It took a while to get beyond Greater Sudbury and even then the scattering of small towns & villages along the wooded highway seemed to go on for some hours…… little dots of light amongst the trees. We settled ourselves into the leather seats, checked whether we could get the wifi (Hmmm – kind of!), read a bit then slept intermittently for the rest of the journey. Generally woken by the driver announcements about the places we were about to stop at, how long a stop would be for & whether washrooms were available.  We made sure to use toilets at stops wherever we could as not keen on bus toilets! Not much happening in these little wayside towns in the middle of the night, often lots of big rigs pulled in so the drivers could have a sleep next to a 24/7 café doing moderate trade.

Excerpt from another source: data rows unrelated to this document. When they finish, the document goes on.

PR #2407, opened 2019-06-19
2115 - Hide the header hamburger on large-form-factor Builder-pattern screens

### LINKED ISSUE #2115: [builder pattern] purpose of the hamburger icon on larger devices.
The following example layout shows a hamburger icon, when page is not on an extra small device, as then it changes to the back button icon and it is then clear on what it is used for.
http://master-enterprise.demo.design.infor.com/patterns/builder-subtitle-test.html

Should the example hide the icon on larger devices?
eg. by adding the following classes 
visible-sm hidden-md hidden-lg hidden-xl

**Additional context**
Example of this were the left hamburger loads the application menu.
image
We have used the styles locally, so the icon with no function is not displayed to larger devices.
image

EdwardCoyle:
This PR Fixes a demoapp issue where a Header Hamburger button is present on the "detail" area of the Builder pattern while on larger form factors.  This button doesn't have any functionality in this pattern while on the "desktop" view.  It should only be present when the viewport lands on the "detail" area while in "tablet"/"phone" view, where it acts as a "Go Back" button.

Additionally, this PR restores the navigation ability that used to be present when clicking an item on the "list" side while looking at the "phone"/"tablet" views.

Closes #2115 

- Pull this branch, run app
- Look at all the `builder` samples in http://localhost:4000/patterns/.
- Ensure that the desktop view on all these components does not display a Header Hamburger button.
- Ensure that on the mobile view, after clicking an item in the list, the detail area shows, and a "Go Back" button with an arrow is present.
- Clicking that button should return the user to the "list" view.

### DIFF
--- a/app/views/patterns/builder-nosidebar.html
+++ b/app/views/patterns/builder-nosidebar.html
@@ -14,15 +14,14 @@
           <div class="buttonset">
             <input class="searchfield" placeholder="Search">
           </div>
-
         </div>
       </header>
 
       <div class="listview scrollable" id="task-listview" data-options="{'template': 'task-tmpl', 'source': '{{basepath}}api/inventory-tasks'}"></div>
     </div>
 
-    <div class="main no-scroll builder-pane" role="main">
-      <header class="header  is-personalizable">
+    <div id="maincontent" class="main no-scroll builder-pane" role="main">
+      <header class="header is-personalizable">
         <div class="toolbar">
           <div class="title">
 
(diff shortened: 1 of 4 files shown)


EdwardCoyle:
@tmcconechy:
- Fixed the error on http://localhost:4000/patterns/builder-nosidebar.html
- Punted the Searchfield issue to #2431 because messing with the Searchfield calculation will need quite a bit of testing.

PR #2409, opened 2019-06-20
2408 - Datagrid: placeholder on additional Formatters

### LINKED ISSUE #2408: Datagrid: placeholder on additional Formatters.
**Describe the bug**
A placeholder property can be placed on a datagrid column, but it is only visible when the Placeholder formatter is in use. We have a requirement to display a placeholder on a field that has a Lookup Editor, so it also requires that the Formatter is set to Lookup to trigger the control. 

Other Formatters that may require a placeholder:
* Decimal
* DropDown

**To Reproduce**
'http://localhost:4000/components/datagrid/example-placeholder.html' needs to be updated to provide an example.

**Expected behavior**
A placeholder can be added to a column without the requirement to use the Placeholder formatter.

**Version**
 v4.20.0 (master)

**Screenshots**

marknolaninfor:
Able to use the placeholder on additional Formatters:
* DropDown
* Lookup
* Decimal

Closes #2408 

1. goto 'http://localhost:4000/components/datagrid/example-placeholder.html'
2. A placeholder is visible on the additional Formatters

### DIFF
--- a/src/components/datagrid/datagrid.formatters.js
+++ b/src/components/datagrid/datagrid.formatters.js
@@ -7,19 +7,18 @@ import { xssUtils } from '../../utils/xss';
 * @private
 */
 function calculatePlaceholder(placeholder, formattedValue, row, cell, value, col, item) {
-    if (placeholder && formattedValue === '') {
-      const getType = {};
-      if (getType.toString.call(placeholder) === '[object Function]') {
-        placeholder = placeholder(row, cell, value, col, item);
-      } else if (item && placeholder in item) {
-        placeholder = item[placeholder];
-      }
-      
-      return placeholder;
-    } 
-    else {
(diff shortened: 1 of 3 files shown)


src/components/datagrid/datagrid.formatters.js
```diff
@@ -515,8 +555,20 @@ const formatters = {
         }
       }
     }
+
```
tmcconechy: These code blocks repeat a bit, i wonder if its possible to extract these three into a shared function?

marknolaninfor: Moved to a function

tmcconechy:
Minor lint issue https://travis-ci.com/infor-design/enterprise/jobs/209866782#L525

Issue #1580, opened 2017-07-28
Allow single line closures


CarsonF:
This code:
```php
$func = function ($item) { return $item['foo']; };
```
Triggers:
- `Generic.Formatting.DisallowMultipleStatements.SameLine`
- `PEAR.WhiteSpace.ScopeClosingBrace.Line`
- `Squiz.WhiteSpace.ScopeClosingBrace.ContentBefore`
- `Squiz.Functions.MultiLineFunctionDeclaration.ContentAfterBrace`

---

IMO the `DisallowMultipleStatements` error is a false positive. The code above is not the same as
```php
$a = ''; $b = '';
```
----

For the rest of the errors, it would be nice to the have an option to allow single statement methods to be on one line (PHPStorm has this option). Maybe another option to further restrict it to only closures.

tgr:
Referenced in https://phabricator.wikimedia.org/T154789

gsherwood:
> would you entertain a PR for this?

I can't see how this could be done with the existing sniffs. This is a specific rule for closures that does not exist in any of the included standards and is probably best served using a custom sniff. Including a rule like "Allow single line closures if they only have one statement" in these sniffs is far too specific.

gsherwood:
Closing due to lack of additional interest in a new sniff.

PR #1692, opened 2017-10-08
Allow empty {} on single line in Squiz.WhiteSpace.ScopeClosingBrace.ContentBefore

tgr:
Allows non-awkward single line syntax for empty functions/classes.

Fixes one of the cases mentioned in #1580.


gsherwood:
Sorry, I clearly missed this PR when it first came out.

But closing now as this is not the intention of the Squiz standard and so should not be changed there. A config option in the sniff, or maybe a different error code that can be ignored, would be preferred.

PR #1694, opened 2017-10-09
Squiz.Arrays.ArrayBracketSpacing is removing some comments during fixing

jrfnl:
As discussed in https://github.com/squizlabs/PHP_CodeSniffer/pull/1673#issuecomment-335048664, this PR addresses the `Squiz.Arrays.ArrayBracketSpacing` sniff unintentionally removing comments which were placed adjacent to the brackets.
This should not happen anymore once this PR has been merged.

Includes adjusted and additional unit tests.

While looking at the sniff, I noticed two other improvements begging to be made :heart_eyes_cat: 
* The sniff still had some checks in it to prevent it acting on short array syntax. As the short array open/close brackets have their own tokens now, these checks are no longer needed.
* The sniff had a sanity check for parse errors/live coding for the close bracket, but not for the open bracket.

Both of these additional issues have been fixed in separate commits.


gsherwood:
Thanks a lot for doing that.

PR #1701, opened 2017-10-12
New Generic.WhiteSpace.ArbitraryParenthesesSpacing sniff

jrfnl:
While working on the big WP Core auto-fixing project, I realized there was no sniff available to check the whitespace around arbitrary parentheses. So, here goes.

This new sniff checks the spacing on the **_inside_** of arbitrary parentheses.
A conscious choice has been made not to check on the outside as this would very quickly conflict with other sniffs.

Arbitrary parentheses, for the purposes of this sniff, are all parentheses which do not belong to a control structure, function declaration, function call or language construct.
This is to prevent conflicts and duplication with rules for those type of constructs.

**Notes:**
* The sniff will throw (fixable) errors when an incorrect amount of whitespace (too much/too little) has been found on the inside or the parenthesis.
* The sniff will throw a warning when an empty set of arbitrary parentheses is encountered.
* The desired amount of whitespace on the inside of the parentheses can be configured using the `spacingInside` property. Default: `0`.
* Whether or not to allow new lines can be configured using the `ignoreNewlines` property. Default: `false`.

#### Todo once the sniff has been merged:

- [ ] Add info on the custom properties to the wiki

### DIFF
--- a/package.xml
+++ b/package.xml
@@ -296,6 +296,7 @@ http://pear.php.net/dtd/package-2.0.xsd">
         <file baseinstalldir="PHP/CodeSniffer" name="SubversionPropertiesStandard.xml" role="php" />
        </dir>
        <dir name="WhiteSpace">
+        <file baseinstalldir="PHP/CodeSniffer" name="ArbitraryParenthesesSpacingStandard.xml" role="php" />
         <file baseinstalldir="PHP/CodeSniffer" name="DisallowSpaceIndentStandard.xml" role="php" />
         <file baseinstalldir="PHP/CodeSniffer" name="DisallowTabIndentStandard.xml" role="php" />
         <file baseinstalldir="PHP/CodeSniffer" name="ScopeIndentStandard.xml" role="php" />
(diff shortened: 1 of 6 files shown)


gmponos:
> Includes extensive unit tests.

That's true it has a lot of test but I was wondering, how is it possible for a developer to test if the options inside a sniff work? (like [here](https://github.com/squizlabs/PHP_CodeSniffer/pull/1701/files#diff-92d9b0dbdc4f42b82a56c0248f8c0f24R34))

jrfnl:
> That's true it has a lot of test but I was wondering, how is it possible for a developer to test if the options inside a sniff work? 

I'm not sure I understand your question. Have you looked at the included unit test files ? You can see how it's done there. I [change the public properties](https://github.com/squizlabs/PHP_CodeSniffer/pull/1701/files#diff-343fd6a4fce283c7371574affe8db877R135) a couple of times inline (and [reset after](https://github.com/squizlabs/PHP_CodeSniffer/pull/1701/files#diff-343fd6a4fce283c7371574affe8db877R147)). The combination of other lines on which to expect errors based on the value property + a different expected fix in the `.fixed` file, make sure that the properties are handled correctly.

gmponos:
Ahhhh... Haven't noticed this and I was not aware that an option like this exists

    // @codingStandardsChangeSetting Generic.WhiteSpace.ArbitraryParenthesesSpacing spacingInside 1

Nice to know.. thank you and ignore my previous comment.

jrfnl:
Rebased & updated code style...

gsherwood:
Thanks a lot for this. I ended up changing the `spacingInside` property to `spacing`, only because all other documented sniff properties using `spacing` unless they have multiple spacing settings (at which time they use `spacing` and then something else).

jrfnl:
@gsherwood You're welcome :smile: 

Side-note: I'd just named it slightly differently as some of the other `spacing` properties are about spacing _inside_ and _outside_ and I wanted to prevent confusion, but I'm perfectly happy with the change in property naming.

A great deal of new highway being built along the way which slowed the journey in places. Where the highway is just two way the buses don’t travel beyond 90kmph so it feels like a more sedate journey than bus travel in NZ usually does.
As morning dawned (around 7.30am) our hope of looking out at nature was somewhat thwarted by the heavy fog & then rain; it all looked a bit grey with just a dash of Fall colour in paces. We changed drivers at Sault Saint Marie, let off some passengers & took on a equal number. Came into Thunder Bay a little before 10.30 but the day still looked as grey as at 7.30am – rain was threatening most of the morning. We ate the sandwiches, biscuits & fruit Isobel had packed for us – yummy – but our thermos hadn’t held enough of its heat to make a good cuppa!

We checked our bags in at the bus depot overnight & walked to our hostel accommodation carrying just overnight necessities. Stopped in at Robbin’s donut cafe for cuppa & a donut before continuing along to The Sleeping Giant Backpacker Lodge where we were greeted by the owner, Gail, shown around & told to make ourselves comfortable. Gail is a fountain of knowledge about TB, suggesting places to visit for the afternoon – if we’d had a car we could have gone further afield to see stunning falls & the Terry Fox statue but as we’re on foot we just explored Little Finland, Little Italy & docks area. It was muggy & warm and the threatening rain came to nothing.

We sat a while in a cake café enjoying the baking but hot chocolate drinks a bit insipid. Visited a local art & craft centre as well as some tourist shops but didn’t see anything that ‘called’ to me or that we needed – light on the pocket and in the bag.
Back late afternoon to the hostel for more drinks of tea while writing up blogs then off out to find a meal for dinner – called in at two places that we’d seen earlier in the day but they were both very busy and neither had wide vege selection. Feeling a little despondent we wandered on & found the perfect spot for us – a small place run by lesbian couple into healthy foods. We both ordered lentil soup – huge bowls so one would have done between us!) and a hummus platter (the hummus was to die for, the best I’ve ever eaten! Had sprouted beans in it too) washed down by great mugs of green tea. A healthy meal at a much cheaper price than vege burgers at the bistro round the corner.

Back at the hostel we chatted a while with Gail about the state of the world but more particularly about what may come of the elections in NZ and Germany.  Went to bed hopeful.

Day 2: Thunder Bay to Winnipeg
I slept the sleep of the dead – the bed was very comfortable & we had no one else sharing the bunkroom – so I missed hearing/seeing the thunderstorm overnight. Caroline told me that there were two lots of lightning & a very heavy downpour – she had to get up to close the window. Never heard a thing!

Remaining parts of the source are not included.